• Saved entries
================
PR #1215, opened 2019-11-05
Fix selection frame resets on input rotation change

LazerTiberius:
Fix erroneous form submit on enter.

Every keyup in the rotation input reset the selection frame to the center of the screen because the event argument of the event listener callback function was wrongly passed to the _updatedGeometry function
and misinterpreted as the truthy reset parameter. Now the function is wrapped and called with the correct false value for reset.
Pressing enter in one of the input fields of the print form submitted the form without the necessary logic which is bound to the print-button. Now we catch all keypress-events and check for enter(Code 13) to prevent this and call t
he correct logic.

### DIFF
--- a/src/Mapbender/PrintBundle/Resources/public/element/printclient.js
+++ b/src/Mapbender/PrintBundle/Resources/public/element/printclient.js
@@ -40,9 +40,18 @@
             $('select[name="scale_select"]', this.$form)
                 .on('change', $.proxy(this._updateGeometry, this));
             $('input[name="rotation"]', this.$form)
-                .on('keyup', $.proxy(this._updateGeometry, this));
+                .on("keyup", function () {
+                    this._updateGeometry(false);
+                }.bind(this));
             $('select[name="template"]', this.$form)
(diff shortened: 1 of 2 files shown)


werrolf:
Reimplemented in several individual commits.
1) [fix missing data if form is submitted by pressing Enter key](https://github.com/mapbender/mapbender/commit/a198d8353a82ad626e4d69c14de5f9e1405596b2)
2) [Fix printclient selection rectangle recentering on change of scale dropdown or rotation field](https://github.com/mapbender/mapbender/commit/a198d8353a82ad626e4d69c14de5f9e1405596b2)

Now that the undesired print region rectangle resets are gone, I noticed that a previously good-for-the-wrong-reasons behaviour has been lost: the print region _never_ resets. With just a little bit of zooming and panning it's very easy to "lose" the selection rectangle. If it's not visibly on screen, you have no way to find it, and you no longer have (even an accidental) way of discarding it for a new one, centered and thus visible.

I should very much like to get this resolved as well xD

PR #1219, opened 2019-11-14
Enh/sass compiler update

werrolf:
Replaces sassc compiler dependency with [wheregroup/assetic-filter-sassc](https://packagist.org/packages/wheregroup/assetic-filter-sassc) plus [wheregroup/sassc-binaries](https://packagist.org/packages/wheregroup/sassc-binaries).

Allows using native sassc, e.g. available on Debian / Ubuntu via apt get. Set the path to your desired binary via parameter `mapbender.asset.sassc_binary_path`, usually to `/usr/bin/sassc`. This disables autopicking of the binary from one of the bundled ones.

The compiler change fixes the long broken minified CSS output in `prod` environment, aka `app.php`.

On Linux, outside of prod, results are identical (as per md5sum).  
This change needs verification on Windows and MacOS.  
The compiler is also used to validate the Application CSS form field in the backend. This should be reverified with / without deliberate errors in the CSS input.

### DIFF
--- a/composer.json
+++ b/composer.json
@@ -24,6 +24,8 @@
         "wheregroup/codemirror": "5.x",
         "components/underscore": "1.x",
         "wheregroup/open-sans": "1.x",
+        "wheregroup/assetic-filter-sassc": "^0.0.1",
+        "wheregroup/sassc-binaries": "^0.0.1",
 
         "mapbender/fom": "~3.1.2 || ^3.2.1",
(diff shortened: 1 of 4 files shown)


werrolf:
Testing note: because this changes dependencies, I suggest a
```sh
bin/composer require 'mapbender/mapbender:dev-enh/sass-compiler-update@dev as 3.0.8.99'
```
in the root package. This should be the easiest way to switch to this version.

PR #1235, opened 2020-04-16
Fix/reset search router

pfavero-wheregroup:
#1214 Reset does not reset the selectbox properly


werrolf:
This is fixed in 3.0.8.6-RC2 globally, not just for SearchRouter, without escalating form theme dependencies. See 741fde8ad0377a3491d6d82a440b5c9770b5a8ce

Issue #1236, opened 2020-04-24
Saving of WMS Instance with grouped Layers scrambles configuration


frwg:
**Describe the bug**
A freshly added WMS layerset instance with grouped layers does change its configuration of it's `fold/allow` flags. Checked layer groups lose their flags in favor of the respective layers they consist of (but not consistently)

**To Reproduce**
1. Add `https://geodaten.metropoleruhr.de/alkis/alkis?Service=WMS&Version=1.3.0&REQUEST=getCapabilities` to sources
2.  Add instance to layerset of an application
3. click "save"

**Expected behavior**
Visible configuration stays exactly as it was before pressing the save button 

**Versions (please complete the following information if it helps to narrow down the bug):**
 - Mapbender: 3.0.8.5 
 - Bug does not appear in Mapbender 3.0.8.4 and Mapbender 3.1

**Screenshots / Logmessage**
before saving:
![vorher](https://user-images.githubusercontent.com/44997160/80211805-a7375a00-8636-11ea-98d4-9a8bc0d1ac32.png)
after saving:
![nachher](https://user-images.githubusercontent.com/44997160/80211812-a999b400-8636-11ea-8811-3386e4f59d67.png)

frwg:
It looks like there is a simple way to prevent this: After creating the instance, don't directly save but leave the menu (cancel) and re-open the layerset. This  should make for a safe save.

frwg:
Bug detected: Within the WMS instance config, the application expects the WMS-Layers of a WMS Source to be ordered according to their ids when saved. The created form relies on this and the blank form's instance table is ordered like that. Iinternally, the inputs of the form are annotated with a counte:, the first row's inputs with 0, the second with 1, the third with 2 and so on. However, after creating an instance source, the configuration menu's instance table's inputs counters are messed up. They do not ascent starting with 0, but rather descend starting with the highest number. Saving this leads to distorted configuration, with the first row having the values of what was the last row before and so on.  Responsible for this is the incomplete ordering of the wmsinstances layers - the query orders tham after priority only, not by id, as the application expects it.

werrolf:
Issue is missing initialization of the instance layer order (which is user-editable). This initialization is currently only performed client-side in the form JavaScript, which is bad practice.

astroidex:
tested with 3.0.8.6rc1 works fine

PR #1239, opened 2020-04-28
adjust ORM annotation of WMS InstanceLayer join to guarantee the Laye…

frwg:
…rs to be ordered by id

Within the WMS instance config, the application expects the WMS-Layers of a WMS Source to be ordered according to their ids when saved. The created form relies on this and the blank form's instance table is ordered like that. Internally, the inputs of the form are annotated with a counter:, the first row's inputs with 0, the second with 1, the third with 2 and so on. 

However, after creating an instance source, the configuration menu's instance table's inputs counters are messed up. They do not ascent starting with 0, but rather descend starting with the highest number. Saving this leads to distorted configuration, with the first row having the values of what was the last row before and so on.  Responsible for this is the incomplete ordering of the wmsinstances layers - the query orders them after priority only, not by id, as the application expects it.

see https://github.com/mapbender/mapbender/issues/1236


werrolf:
Merged into release/3.0.7. Github no longer allows a base change because there are no more new commits.

Issue #1506, opened 2023-09-27
[Layertree]  Smartphone usage with Chrome or Opera: you can not de/activate layer in the layertree.


astroidex:
**Describe the bug**
If you use a Mapbender application (Version 3.3.5) on a Smartphone with Chrome or Opera you can not aktivate/deactivate layer in the layertree.
Everything is fine with firefox.
No problems with older Mapbender Versions
- see  3.3.5 auf https://demo.mapbender.org/application/mapbender_user_yml

**Expected behavior**
Layer handling should work with all browsers

**Versions (please complete the following information if it helps to narrow down the bug):**
 - Mapbender: 3.3.5
 - Browser Chrome / Opera

**Additional context**
Maybe the error is connected to the changes via PR https://github.com/mapbender/mapbender/pull/1457

rschwammborn:
Hello @astroidex ,
we just tested this and could not reproduce the checkbox behavior (Chrome on iOS). Feel free to reopen this if the issue does still persist, maybe with more details concerning the device and operating system used.

astroidex:
Please note that the issue occurs on for example on Google Pixel 4a & 6. So I reopen the ticket.

astroidex:
Error still occurs on with Chrome. I could reproduce it with version 4.0. Should be solved in Verison 4.0

Phocacius:
Fix will be available in the 4.0 release.

Temporary fix for older versions: Replace the file `application/mapbender/src/Mapbender/CoreBundle/Resources/public/jquery-ui-touch-punch/jquery.ui.touch-punch.js` with the contents of this file: https://github.com/RWAP/jquery-ui-touch-punch/blob/master/jquery.ui.touch-punch.js

PR #1539, opened 2024-02-01
Make side pane user-resizable

Phocacius:
Adds an option to the side pane region's properties in the default Fullscreen template:

grafik

It is active by default. The key for yaml applications is `resizable`.

Users can now drag the side pane on its right edge to make it smaller or larger. 

By default, the minimum size is 120px. the maximum is 95% of the screen's width. These values can be further restricted by using custom css:

```css
.sidePane.resizable {
  min-width: 200px;
  max-width: 500px;
}
```


astroidex:
I tested the feature.

- only works with sidepane position left. When you switch to right it does not work
- border of sidepane is bigger when activated. Is that mandatory? or could it only be bigger on mouse over?
- also effect with many buttons see screenshot

sidepane

Phocacius:
- I'd leave it as default. It does affect all existing applications, however it's only an enhancement, it doesn't break existing applications
- Right position is now supported
- border is weakened
- overlap occurs when a single word is very long, maybe add to the documentation that a shy character (https://unicode-explorer.com/c/00AD) can be included in the title to auto-enable hyphenation

astroidex:
works fine

astroidex (approved):

Phocacius:
The update of jquery-ui-touch-punch should also fix #1506, @astroidex please check that again.

astroidex:
works fine with firefox and chrome

PR #1547, opened 2024-02-14
Prevent dragging a popup window outside the viewport

Phocacius:
Until now it was possible to drag a popup window (like print or legend) outside  the viewport by releasing the mouse button outside the current browser window. The dialog was then gone until the respective element was disabled and reenabled.

New restrictions:
- a popup window's left edge may never be placed further left than the left of the viewport
- a popup window's top edge may never be placed further left than the top of the viewport
- a popup window's right edge may never be placed further than 50px from the right edge of the viewport (which leaves the heading visible so it can be dragged back to the main screen)
- a popup window's bottom edge may never be placed further than 50px from the bottom edge of the viewport (which leaves the heading visible so it can be dragged back to the main screen)


astroidex:
ok. Works fine.

astroidex (approved):

PR #1550, opened 2024-02-28
[ImageTransport] Return null if image download fails

### LINKED ISSUE #1549: "500 Internal Server Error" when encountering a network error during printing
**Describe the bug**
If mapbender is setup behind a proxy and a remote WMS-Layer is active (e.g. the OSM Demo layer from mapbender_user) printing fails with a 500 Error. Mapbender tries to get the remote resource as an image, but it does not check if it succeeded. 

In '[src/Mapbender/PrintBundle/Component/Transport/ImageTransport.php](https://github.com/mapbender/mapbender/blob/fe5fa11ef0e2646becd47ee90c47a58076c1d3f2/src/Mapbender/PrintBundle/Component/Transport/ImageTransport.php#L38)' between line 38 and 39 there should be a check like : 
```php
if ($image == false) {
      /*
       * emit_log("failed to create image from remote resource at $url");
       */
      return null;
}
```

(Note: a check like that was removed with "[701e88a:  Update print image download error handling (nothing rows \RuntimeException)](https://github.com/mapbender/mapbender/commit/701e88aaba3d09fd6ef34b4a8738488c2e221db6)"

With this fix applied the 500 Error is fixed, but the resulting PDF file contains only the pdf-template.

**To Reproduce**
1. Setup mapbender and don't allow the server to contact the internet
2. Try to print one of the demo apps
3. Observe either a 500 error or an empty PDF (aside from the template)

**Expected behavior**
Either a correct PDF or an error that mapbender could not fetch a remote resource.

 - Mapbender: 3.3.5
 - Database: postgres-15.6
 - Browser: Not relevant

enno-t:
Currently if downloadImage() is unable to download an image, it tries to do the Gd-Operations on null.

Instead downloadImage() should check if $image is null. With this patch, if $image is indeed null an error gets logged (since a null image is undesirable, but a failed download is not necessarily the wrong behaviour for a system) and returns null. This requires a new argument to downloadImage() ($logger), which all callers have to pass. Most already have a $logger that can be used, but LegendHandler.php does not, so a new normally-null logger is introduced and set from PrintService.

Fixes #1549

### DIFF
--- a/src/Mapbender/PrintBundle/Component/LayerRendererWms.php
+++ b/src/Mapbender/PrintBundle/Component/LayerRendererWms.php
@@ -132,7 +132,7 @@ class LayerRendererWms extends LayerRenderer
         if (count($grid->getTiles()) === 1) {
             // Single-tile grid can trivially be resolved with a single request, avoiding the temporary
             // image used for tile merging.
-            $layerImage = $this->imageTransport->downloadImage($baseUrl, $layerDef['opacity']);
+            $layerImage = $this->imageTransport->downloadImage($baseUrl, $layerDef['opacity'], $this->logger);
         } else {
             $layerImage = imagecreatetruecolor($grid->getWidth(), $grid->getHeight());
             imagesavealpha($layerImage, true);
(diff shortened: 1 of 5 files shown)


astroidex:
@enno-t thanks a lot for the PR. We will review soon.

Phocacius:
Thank you for your fix! I added the functionality via #1551 to the repo. 

For the next PR: Prefer injection over passing services around as method parameters and always add a changelog entry.

PR #1552, opened 2024-02-29
New command mapbender:wms:assign

Phocacius:
#### Description:  
  Assigns a WMS source to an application

#### Usage:
  `mapbender:wms:assign <application> <source> [<layerset>]`

####  Arguments:  
  `application`:              id or slug of the application
  `source`:                      id of the wms source
  `layerset` (optional): id or name of the layerset. Defaults to 'main' or the first layerset in the application.


astroidex:
Tested. Worked fine. Just small note
- error if you pass a WMS id that is not present in the installation. Better raise an info that the WMS-id is not present.

```
  Mapbender\CoreBundle\Component\Source\TypeDirectoryService::createInstance(): Argument #1 ($source) must be of type Mapbender\CoreBundle\Entity\Source, null given, called in /data/mapbender-develop/application/mapbender/src/Mapbender/ManagerBun  
  dle/Controller/SourceInstanceController.php on line 458        
```

astroidex (approved):

PR #1559, opened 2024-03-19
Fix wildcard translation fallback language if not defined in the target language

Phocacius:
Previous (buggy behaviour): If a wildcard translation was defined in an element's required assets and none of the wildcard strings was defined in the target language, the TranslationCompiler threw an error causing no translations at all to be available. 

New behaviour: For wildcard translations the fallback locale's translation is used like it already was the case for non-wildcard translations.


astroidex (approved):

astroidex:
tested works fine

PR #1562, opened 2024-04-08
Russian translation for Mapbender 4

astroidex:
- missing translations are added to the translation files
- translation still has to be done


astroidex (commented):
Thank you Olga for the translation

PR #1565, opened 2024-04-10
Fix visiblelayers param to work by name

PhilVanB:
This enhances the `visiblelayers` url parameter to work with given source- and layer-name also. So far only source- and layer-ID are allowed.
@astroidex Please test if it works as expected.

see documentation to find out about visiblelayers
https://doc.mapbender.org/en/elements/basic/map.html#make-layer-visible

?visiblelayers=Mapbender/Mapbender_Names,Mapbender/Mapbender_User,39/149


astroidex (commented):
I tested the PR. Works fine.

astroidex (approved):

Phocacius (approved):

PR #1566, opened 2024-04-11
Update ImageTransport.php

frwg:
In case the Request fails and returns an Exception, the application used to continue uninformed about the reason of the failure. The proposed change makes debugging a lot easier.


frwg:
I am not sure whether this fits to the general logging/exception handling philosophy, so please adapt it if necessary.

Phocacius (approved):

Issue #1414, opened 2022-04-08
[PrintClient] does not print kartenspiegel on the top as defined in the template. Map is on top instead


astroidex:
**Describe the bug**
In Mapbender 3.0.8.x you could produce a print output with  a kartenspiegl on top of the map as defined in the print template.

You have to produce the pdf as follow
- Strg+A to select all printable elements
- Export as PDF -> Choose Selection
- the print works fine and adds the Kartenspiegel on top
- looks like the pdf has additional information when you choose "Selection" on pdf creation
================
• TASK DIRECTIONS
Copy the lines above exactly, beginning at the line that has "Enh/sass compiler update" and stopping after the line that has "The compiler is", and omit the rest.

• TASK RESPONSE
Enh/sass compiler update

werrolf:
Replaces sassc compiler dependency with [wheregroup/assetic-filter-sassc](https://packagist.org/packages/wheregroup/assetic-filter-sassc) plus [wheregroup/sassc-binaries](https://packagist.org/packages/wheregroup/sassc-binaries).

Allows using native sassc, e.g. available on Debian / Ubuntu via apt get. Set the path to your desired binary via parameter `mapbender.asset.sassc_binary_path`, usually to `/usr/bin/sassc`. This disables autopicking of the binary from one of the bundled ones.

The compiler change fixes the long broken minified CSS output in `prod` environment, aka `app.php`.

On Linux, outside of prod, results are identical (as per md5sum).  
This change needs verification on Windows and MacOS.  
The compiler is also used to validate the Application CSS form field in the backend. This should be reverified with / without deliberate errors in the CSS input.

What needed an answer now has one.